Stored data
Issue #602, opened 2026-07-31
Remove shm from sinograms.properties


jonwright:
... or ensure the oom killer does not leave a mess.

Maybe easiest fix is to use threaded and drop multiprocessing (h5io??)

Issue #479, opened 2025-04-15
merging omega in sparse pixels  mod 360


jonwright:
A bug / glitch for mod360 case: @jadball has a fix for omega split over 360 degrees (merge sin/cos omega and take arctan2 on the result).

Issue #469, opened 2025-03-26
Dataset peaks table memory usage


jonwright:
peaks_table stays in memory inside dataset

An example here:
/data/visitor/ma5608/id11/20250212/Wenxi/PROCESSED_Ti/NS_Ti_deformed/NS_Ti_deformed_Z600_3/JWtest-lowmem-peakstable-selector.ipynb

Deleting it frees up a lot of ram.

Perhaps there is some way to load the peaks without keeping pk_props, etc, in memory?

Issue #265, opened 2024-03-19
Get rid of the shared memory arrays : add a colfile mmap option


jonwright:
In sinograms/properties.py and sinograms/point_by_point.py the code works via shared memory.
This does not scale beyond one node and it fails on python2.7.

For global read-only memory we could use mmap with numpy on a non-compressed hdf5 file (https://gist.github.com/maartenbreddels/09e1da79577151e5f7fec660c209f06e):

```
assert dset.chunks is None and dset.compression is None and dset.is_virtual is None and dset.is_external is None and etc.
file = open(path, "rb")
fileno = file.fileno()
mapping = mmap.mmap(fileno, 0, access=mmap.ACCESS_READ)
np.frombuffer(mapping, dtype=dset.dtype, count=dset.size, offset=dset.id.get_offset()).reshape(dset.shape)
```

This may be useful for reducing some out-of-memory problems. 

Another upgrade path could be looking into dask.dataframe for distributed processing.

jonwright:
Note : multiprocessing + shared memory seems to be buggy. The remove from tracker monkeypatch does not work. Abandon it.
```
Exception ignored in: <Finalize object, dead>
Traceback (most recent call last):
  File "/cvmfs/hpc.esrf.fr/software/packages/linux/x86_64/jupyter-slurm/2023.10.7/envs/jupyter-slurm/lib/python3.11/multiprocessing/util.py", line 224, in __call__
    res = self._callback(*self._args, **self._kwargs)
          ^^^^^^^^^^^^^^^^^^^^^^^^^^^^^^^^^^^^^^^^^^^
  File "/cvmfs/hpc.esrf.fr/software/packages/linux/x86_64/jupyter-slurm/2023.10.7/envs/jupyter-slurm/lib/python3.11/multiprocessing/synchronize.py", line 87, in _cleanup
    sem_unlink(name)
FileNotFoundError: [Errno 2] No such file or directory
```

jonwright:
There is still the evil monkeypatch in properties.py

jonwright:
Within #389 the monkeypatch is suppressed by:
`if os.environ.get('IMAGED11_PATCH_MP', None) != 'MONKEYPATCH':`

This is not ideal, but it appears to run with or without the patch in cases where the code works. This could be about cleanup during OOM problems.

Cleaning all this up would be a natural case for also developing #252

jonwright:
[...]

PR #633, opened 2026-09-15
Unify frelon and eiger peak merging via sparse pixel files

jadball:
Claude vomit. Careful review needed, although I have ran the frelon segmentation notebook on box-beam 3DXRD data and it seemed to work!

Frelon segmentation now writes the same sparse pixel file as the eiger route (assemble_label layout), including the per-frame peak labels, so 2D peaks from both detectors are labelled and merged by sinograms.properties instead of the slow KD-tree do3dmerge/do4dmerge.

- frelon_peaksearch: worker.peaksearch_sparse and segment_dataset_to_sparse (streams pixels + labels per scan; monitor used for thresholding, raw intensities stored, normalisation applied later via ds.monitor). segment_dataset is deprecated.
- sinograms.properties:
  * algorithm='stored' uses labels saved by the segmenter
  * option max_centroid_dist: overlapping 2D peaks are only merged if their centroids are within this many pixels (None = any overlap, unchanged default). 1.6 reproduces the old frelon merge.
  * pixel weights are float (was int64, truncating float pixels); integer data give identical results
  * merge options recorded as pks2d attributes
- sparseframe.SparseScan reads stored labels + nlabel when requested
- assemble_label: write_scan_header split out and shared
- notebooks: frelon S3DXRD/TDXRD use the sparse route with max_centroid_dist = 1.6; eiger notebook exposes the option (None)
- test/test_sparse_merge.py: gate unit tests, and old vs new frelon 3D/4D merge comparison (with monitor) on a synthetic bliss dataset


ImageD11/sinograms/assemble_label.py
```diff
@@ -162,41 +205,10 @@ def harvest_masterfile(
...
-                        ds[()] = data
-                gip = g.require_group("instrument/positioners")
-                for m in headermotors:  # fixed : scalar
-                    if "instrument/positioners/%s" % (m) in gin:
-                        data = gin["instrument/positioners"][m][()]
-                        ds = gip.require_dataset(m, shape=data.shape, dtype=data.dtype)
-                        ds[()] = data
-                try:
-                    frms = gin["measurement"][dset.detector]
-                except Exception as e:
```
jonwright, line 190: I don't see these in the refactor?

ImageD11/sinograms/properties.py
```diff
@@ -215,7 +241,9 @@ def props(scan, i, algorithm="lmlabel", wtmax=None):
         e = s + scan.nlabels[j]
         # [1:] means skip the background labels == 0 output
         r[0, s:e] = np.bincount(f0.pixels["labels"])[1:]
-        wt = f0.pixels["intensity"].astype(np.int64)
+        # float weights: segmenters may store background subtracted floats.
+        # (was int64, which truncates each pixel. Integer data are unchanged.)
+        wt = f0.pixels["intensity"].astype(np.float64)
```
jonwright, line 243: This needs a TODO: the type should follow the input (int vs float)

ImageD11/sinograms/properties.py
```diff
@@ -429,6 +457,9 @@ def save(self, h5name, group="pks2d", rc=False):
         opts = {}  # No compression is faster
         with h5py.File(h5name, "a") as hout:
             grp = hout.require_group(group)
+            # record how the peaks were labelled and merged
+            for k, v in getattr(self, "merge_options", {}).items():
```
jonwright: pks_table does not have a merge_options member in init. What is in here?

ImageD11/sinograms/properties.py
```diff
@@ -511,30 +542,40 @@ def load(cls, h5name, h5group="pks2d"):
         obj.npk = npk  # this is ugly. Sending as arg causes allocate.
         return obj
 
-    def find_uniq(self, outputfile=None, use_scipy=False):
-        """find the unique labels from the rc array"""
+    def find_uniq(self, outputfile=None, use_scipy=False, keep=None):
+        """find the unique labels from the rc array
+
+        keep = optional boolean mask over the columns of self.rc.
```
jonwright: I do not understand this. What is the intention here?

ImageD11/sinograms/properties.py
```diff
@@ -511,30 +542,40 @@ def load(cls, h5name, h5group="pks2d"):
...
+               Only pairs with keep == True are used to merge peaks.
+               (e.g. from centroid_gate). self.rc itself is not modified.
```
jonwright: Centroid == middle of a peak.
Gate == Claude's way to say "if statement" or "mask" I think.

ImageD11/sinograms/properties.py
```diff
@@ -511,30 +542,40 @@ def load(cls, h5name, h5group="pks2d"):
...
+        """
         t = tictoc()
         n = self.ipk[-1]
+        rc = self.rc
+        if keep is not None:
+            keep = np.asarray(keep, dtype=bool)
+            assert keep.shape == (rc.shape[1],), "keep must match rc.shape[1]"
+            rc = rc[:, keep]
```
jonwright: This filter belongs outside this function call I think.

ImageD11/sinograms/properties.py
```diff
@@ -713,6 +754,46 @@ def get_clean_labels(labels):
     return n
 
 
+@numba.njit(parallel=True)
+def centroid_gate(rc, pk_props, maxdist):
```
jonwright: rename please.

jonwright: You can filter on the number of overlapping sparse pixels too (normalise to the number of peaks in each peak)

ImageD11/sinograms/properties.py
```diff
@@ -713,6 +754,46 @@ def get_clean_labels(labels):
...
+    for k in numba.prange(npairs):
+        i = rc[0, k]
+        j = rc[1, k]
+        dr = pk_props[2, i] / pk_props[1, i] - pk_props[2, j] / pk_props[1, j]
+        dc = pk_props[3, i] / pk_props[1, i] - pk_props[3, j] / pk_props[1, j]
+        keep[k] = (dr * dr + dc * dc) <= d2max
+    return keep
+
+
+def merge_mask(pkst, max_centroid_dist=None, verbose=1):
```
jonwright: delete the function

ImageD11/sinograms/properties.py
```diff
@@ -192,18 +192,44 @@ def pairscans(s1, s2, omegatol=0.051):
     return pairs
 
 
+ALGORITHMS = ("lmlabel", "cplabel", "stored")
+
+
+def open_scan(hname, scan, algorithm="lmlabel"):
```
jonwright: Delete the function and use SparseScan directly

ImageD11/sinograms/properties.py
```diff
@@ -732,20 +813,24 @@ def find_ND_labels(i, j, npks, verbose=1):
...
+    max_centroid_dist = None (merge any overlapping peaks)
+                        or only merge overlapping peaks with centroids within this many pixels
 
     returns a pks_table.
         You might want to call one of "save" or "pk2d" or "pk2dmerge" on the result
 
     This is probably not threadsafe
     """
-    sps = ImageD11.sparseframe.SparseScan(sparsefilename, ds.scans[row])
+    sps = open_scan(sparsefilename, ds.scans[row], algorithm)
```
jonwright: see above. If you need a change in SparseScan propose it there. I think you require a "stored" column for "stored" labels?

ImageD11/sinograms/properties.py
```diff
@@ -777,7 +862,8 @@ def pks_table_from_scan(sparsefilename, ds, row, algorithm='lmlabel', wtmax=None
         rc[1, s:e] = pkid[frame2] + ijn[:, 1] - 1  # row
         rc[2, s:e] = ijn[:, 2]  # num pixels
         s = e
-    uni = pkst.find_uniq()
+    assert s == rc.shape[1]
+    uni = pkst.find_uniq(keep=merge_mask(pkst, max_centroid_dist))
```
jonwright: As I read the code - everybody get max_centroid_dist whether they like it or not?

The sparse graph filter (or not) should be an operation that is distinct from find_uniq (and where I can opt out)

ImageD11/sinograms/properties.py
```diff
@@ -818,7 +904,7 @@ def process(qin, qshm, qout, hname, dsfilename, options):
     prev = None  # suppress flake8 idiocy
     # This is the 1D scan within the same row
     for i in range(start, end + 1):
-        scan = ImageD11.sparseframe.SparseScan(hname, scans[i])
+        scan = open_scan(hname, scans[i], options["algorithm"])
```
jonwright: see above.

ImageD11/sinograms/properties.py
```diff
@@ -929,10 +1015,11 @@ def goforit(ds, sparsename, options):
 
 
 default_options = {
-    "algorithm": "lmlabel",
+    "algorithm": "lmlabel",  # | cplabel | stored
     "wtmax": None,  # value to replace saturated pixels
     "save_overlaps": False,
     "nproc": None,
+    "max_centroid_dist": None,  # None == merge any overlap, else pixels
```
jonwright, line 1028: this is the opt out, right?

ImageD11/sinograms/properties.py
```diff
@@ -943,20 +1030,27 @@ def main(dsfilename, sparsefile=None, pksfile=None, options={}):
...
-            default_options[k] = options[k]
+        if k in opts:
+            opts[k] = options[k]
         else:
             raise Exception("I do not understand %s in options" % (str(k)))
-    options = default_options
+    options = opts
+    if options["algorithm"] not in ALGORITHMS:
+        raise ValueError("algorithm must be one of %s" % (str(ALGORITHMS)))
+    if options["max_centroid_dist"] is not None and options["max_centroid_dist"] <= 0:
```
jonwright, line 1060: There are other filters. Louise was keen on defining these too.
The rc array is a sparse distance matrix, you can invent various other distance functions.

These are two orthogonal changes for me. One is the stored labels, the other is the distance selections.

ImageD11/sinograms/properties.py
```diff
@@ -989,13 +1083,19 @@ def main(dsfilename, sparsefile=None, pksfile=None, options={}):
...
+            cc = rmem.find_uniq(keep=merge_mask(rmem, options["max_centroid_dist"]))
             t("%s connected components" % (str(cc[0])))
         else:
             # single scan. Skips a lot of hassle.
             rmem = pks_table_from_scan(sparsefile, ds, 0,
                                        algorithm=options['algorithm'],
-                                       wtmax=options['wtmax'])
+                                       wtmax=options['wtmax'],
+                                       max_centroid_dist=options['max_centroid_dist'])
+        rmem.merge_options = {
```
jonwright: Belongs in init?

jonwright (commented):
Mostly comments aimed at Claude.
I was hoping we can refactor all of this soon. 
Putting the matrix cut inside the labelling is not good for me. 

I want to be able to build and label sub-matrices in the future, and merge them later, so it doesn't work to expect all of rc to always be in memory and amenable to a selection operation. It might also be mmapped at some point.

jadball:
Claude replies incoming comment-by-comment

ImageD11/sinograms/assemble_label.py
jadball: Claude:

Right, the `try/except` around the detector lookup was dropped. Restored in `write_scan_header`.

The other line that went was `title = hin[scan]["title"][()]`. That value was never used, and the `for check in ("title", ...)` loop above it already verifies `title` exists, so I left that one out. Say the word if you want it back.

ImageD11/sinograms/properties.py
jadball: Added:

```python
# TODO: the type should follow the input (int vs float). Casting to
# float64 here stops each pixel being truncated, but r is int64 below,
# so the sums and centroid moments are still truncated at the end.
```

Worth being explicit that this only half-fixes it: `r = np.empty((5, npks), np.int64)`, so `s_I`, `srI`, `scI` are still truncated once on assignment. The float cast only stops every individual pixel being truncated before the `bincount`. Making `r` follow the input dtype is the real fix and is a bigger change than this PR.

ImageD11/sinograms/properties.py
jadball: ## `pks_table.save` merge_options — "pks_table does not have a merge_options member in init. What is in here?"
and

## `rmem.merge_options = {...}` in main — "Belongs in init?"
Both fixed together. `merge_options` is now a keyword argument on `pks_table.__init__` (default `{}`), the keys are a module constant, and `pks_table.load` reads them back:

```python
MERGE_OPTION_KEYS = ("algorithm", "wtmax", "max_centroid_dist")
```

They are written as attributes of the `pks2d` group so you can look at a `pks.h5` and see how it was made. `None` is stored as the string `"None"` because h5py has no None.

`main` still assigns the attribute rather than passing it to the constructor, because `rmem` comes back from `goforit`/`pks_table_from_scan` and `main` is the only place that knows the options. Happy to thread it through the constructor instead if you prefer.

ImageD11/sinograms/properties.py
jadball: The intention was to merge only some of the overlapping pairs, but doing it inside `find_uniq` was the wrong place. Removed, see the reply to the review summary. `find_uniq` is now byte-identical to master.

ImageD11/sinograms/properties.py
jadball: Renamed to `pair_centroid_distance` and it now returns the distances rather than a boolean, so the name says what it computes and the caller writes the `if` itself:

```python
d = pair_centroid_distance(pkst.rc, pkst.pk_props)
pkst.rc = pkst.rc[:, d <= 1.6]
```

"gate" is gone from the code and the tests.

ImageD11/sinograms/properties.py
jadball: That falls out of the same shape now that the function returns a quantity per pair rather than a decision. `rc[2]` is already the shared pixel count and `pk_props[0]` is `s1`, so it is:

```python
frac = rc[2] / np.minimum(pk_props[0, rc[0]], pk_props[0, rc[1]])
pkst.rc = pkst.rc[:, frac > 0.25]
```

I have not added it, since you want the distance selections kept separate from the stored labels anyway — happy to put it in whichever PR it ends up belonging to.

ImageD11/sinograms/properties.py
jadball: Deleted. The two callers do the cut inline (4 lines each), so there is no wrapper hiding it and each caller can skip it.

ImageD11/sinograms/properties.py
jadball: Deleted. Both call sites now construct `SparseScan` directly:

```python
scan = ImageD11.sparseframe.SparseScan(hname, scans[i],
                                       names=SCAN_NAMES[options["algorithm"]])
```

where `SCAN_NAMES` is a dict of algorithm -> column names (and `ALGORITHMS = tuple(SCAN_NAMES)`).

To answer the question: yes, `'stored'` needs one extra pixel column, `labels`, plus a per-frame `nlabel` dataset alongside `nnz`. The `SparseScan` change is the one already in this PR — adding `"labels"` to `names` makes it read `labels` and `nlabel` and set `total_labels`, with the same convention as `lmlabel`/`cplabel(countall=False)`: labels run 1..nlabels[i] on frame i, 0 is background. It raises if `labels` is present without `nlabel`. I have documented that in the `SparseScan` docstring so the requirement lives in `sparseframe.py` rather than in `properties.py`.

ImageD11/sinograms/properties.py
jadball: Nobody gets it unless they ask: the default is `None` and the cut block is skipped entirely, so `lmlabel` on eiger data runs exactly the code path it runs on master. It is now distinct from `find_uniq` as described above.

ImageD11/sinograms/properties.py
jadball: Yes. `None` is the default and means "merge on any pixel overlap", i.e. current behaviour. `1.6` is what reproduces the old frelon KD-tree merge, and only the frelon notebooks set it.

ImageD11/sinograms/properties.py
jadball: Agreed on both counts. The shape of the code now admits other distance functions: anything that maps `rc` to a per-pair quantity can be cut on and the result handed to `find_uniq`, and `pair_centroid_distance` is written as an example of that rather than as the one blessed filter.

On splitting: they are separable in the code — the distance selection is `pair_centroid_distance`, the `max_centroid_dist` option, two 4-line cut blocks and the notebook parameters, and nothing else depends on it. I would rather keep them in one PR though, because they are only orthogonal in the abstract: the point of the stored labels is to move frelon onto the same merging code as eiger, and that route merges any pair of 2D peaks that share a pixel. On box-beam frelon data that is a behaviour change — peaks that merely touch get chained together — so stored labels landing on their own would be a regression for frelon users until the distance cut follows. `max_centroid_dist = 1.6` is what reproduces the existing merge, and it is what the frelon notebooks set. Splitting them means either merging a known regression first or holding the notebooks back until both are in.

Nothing is stopping the filters being generalised afterwards — the shape here is deliberately open for that, and I am happy to do the sparse-pixel-count filter and whatever Louise wants as a follow-up. If you still want them separate I will split them.

ImageD11/sinograms/assemble_label.py
jonwright: Does title hold fscan vs fscan2d vs f2scan ready for dataset? Or do we pick up all of fscan_parameters from the masterfile for that? Since you are in here, I suggest to harvest fscan_parameters if you are dropping title (or make it a todo in a new issue). In general, scan title belongs with the sparse pixels files. You need it and it is a tiny string.

ImageD11/sinograms/properties.py
jonwright: How does this work for a load and save without calling find_uniq? I seem to remember saving the pk2d and not being able to run the merge code with large data and small computers. In that case, the merge options doesn't make sense. Algorithm and wtmax are peak properties of all columns. 

Max centroid dist only applies to the glabel column and does not modify the others. I suspect you would want one list of pk2d for those peaks, and then be able to have several different glabel columns depending on which distance cut method you use. The distance cut is only a property for the glabel, not the others

ImageD11/sinograms/properties.py
jonwright: Historically we had the 1.6 pixel thing in the ancient (2005) peaksearch and got rid of it because some people hated it. With pixels as we have it now, the criteria to merge depends where you put the thresholds (high vs low) when looking at pixel overlap. But people could not accept anything else for deformed samples. For undeformed it doesn't matter what you do.

As it is now, the things are not yet set up for a few different cuts (and a dendogram, and the ability to split/merge peaks) later. You want to be able to cut a cf4d peak into two sub clusters, or not, and move the threshold later.

So on reflection, I suggest to leave glabel as it is "these have overlapping pixels" and then this distance thing becomes a new feature on top where we only need to do cuts inside each cf_4d peak. Does that make sense? The current clusters are the ones with the most links you can ever get. We don't change that meaning.

If there is a real scientific need to reproduce the frelon peaksearch output in this code, call it flabel and not glabel perhaps?

jonwright:
> Claude replies incoming comment-by-comment

Thanks - on reflection I think the cuts business is better done as splitting up the glabels - these have a current meaning that should not change (these peaks share pixels).

jonwright:
Having thought some more:

- in the past (#265) and future we also want to have a directed graph for localmax style labelling across frames

- the 1.6 distance cutoff should be using a different 'link' function. It is nonsense to compute a larger graph and then cut it down to be smaller, it should just use a different linkage function. You can also look at distance in dty/omega.

- the "stored" option for SparseScan needs some extra argument (column label to be loaded). Same problem for lmlabel, there is a hidden "smooth" option.

So there is a bunch of refactoring waiting in #265 as well as cleanups like #602, #479 (links missing across cut?), and #469.

These changes add a "new feature" inside an already complex code. It would make more sense for what is wanted:

- load the SparseScans
- load or compute labels for them (stored vs labelling)
- compute 2d moments
- compute linkage/overlap graph and copy into rc from the moments
- derive flabels (or mlabels, or some other new name)

Then you skip and O(npixels) step and only do the O(npeaks) instead. This is a different series function calls. 

If you save centroids when you are doing the labelling, there is no need to load the SparseScans again. This seems to clear a path towards removing the shm and cleaning the whole thing up. Get the 1.6 pixel version working without shm, and then add the pixel overlaps (and directed graphs) as alternatives top of that, rather than the other way around.

jonwright:
OK - I will continue to work on a refactor to change linkage functions and take the saving and loading of labels from here. As it is, we can't make the frelon code equivalent to the sparse by this route (two adjacent single pixels are merged by frelon and not by sparse). The first incoming is a cleanup of SAFE that was wrongly set.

Work item
Repeat exactly the lines from the first line of the records above through the line containing "This may be", both included, and nothing else.

Exercise solution
Issue #602, opened 2026-07-31
Remove shm from sinograms.properties


jonwright:
... or ensure the oom killer does not leave a mess.

Maybe easiest fix is to use threaded and drop multiprocessing (h5io??)

Issue #479, opened 2025-04-15
merging omega in sparse pixels  mod 360


jonwright:
A bug / glitch for mod360 case: @jadball has a fix for omega split over 360 degrees (merge sin/cos omega and take arctan2 on the result).

Issue #469, opened 2025-03-26
Dataset peaks table memory usage


jonwright:
peaks_table stays in memory inside dataset

An example here:
/data/visitor/ma5608/id11/20250212/Wenxi/PROCESSED_Ti/NS_Ti_deformed/NS_Ti_deformed_Z600_3/JWtest-lowmem-peakstable-selector.ipynb

Deleting it frees up a lot of ram.

Perhaps there is some way to load the peaks without keeping pk_props, etc, in memory?

Issue #265, opened 2024-03-19
Get rid of the shared memory arrays : add a colfile mmap option


jonwright:
In sinograms/properties.py and sinograms/point_by_point.py the code works via shared memory.
This does not scale beyond one node and it fails on python2.7.

For global read-only memory we could use mmap with numpy on a non-compressed hdf5 file (https://gist.github.com/maartenbreddels/09e1da79577151e5f7fec660c209f06e):

```
assert dset.chunks is None and dset.compression is None and dset.is_virtual is None and dset.is_external is None and etc.
file = open(path, "rb")
fileno = file.fileno()
mapping = mmap.mmap(fileno, 0, access=mmap.ACCESS_READ)
np.frombuffer(mapping, dtype=dset.dtype, count=dset.size, offset=dset.id.get_offset()).reshape(dset.shape)
```

This may be useful for reducing some out-of-memory problems. 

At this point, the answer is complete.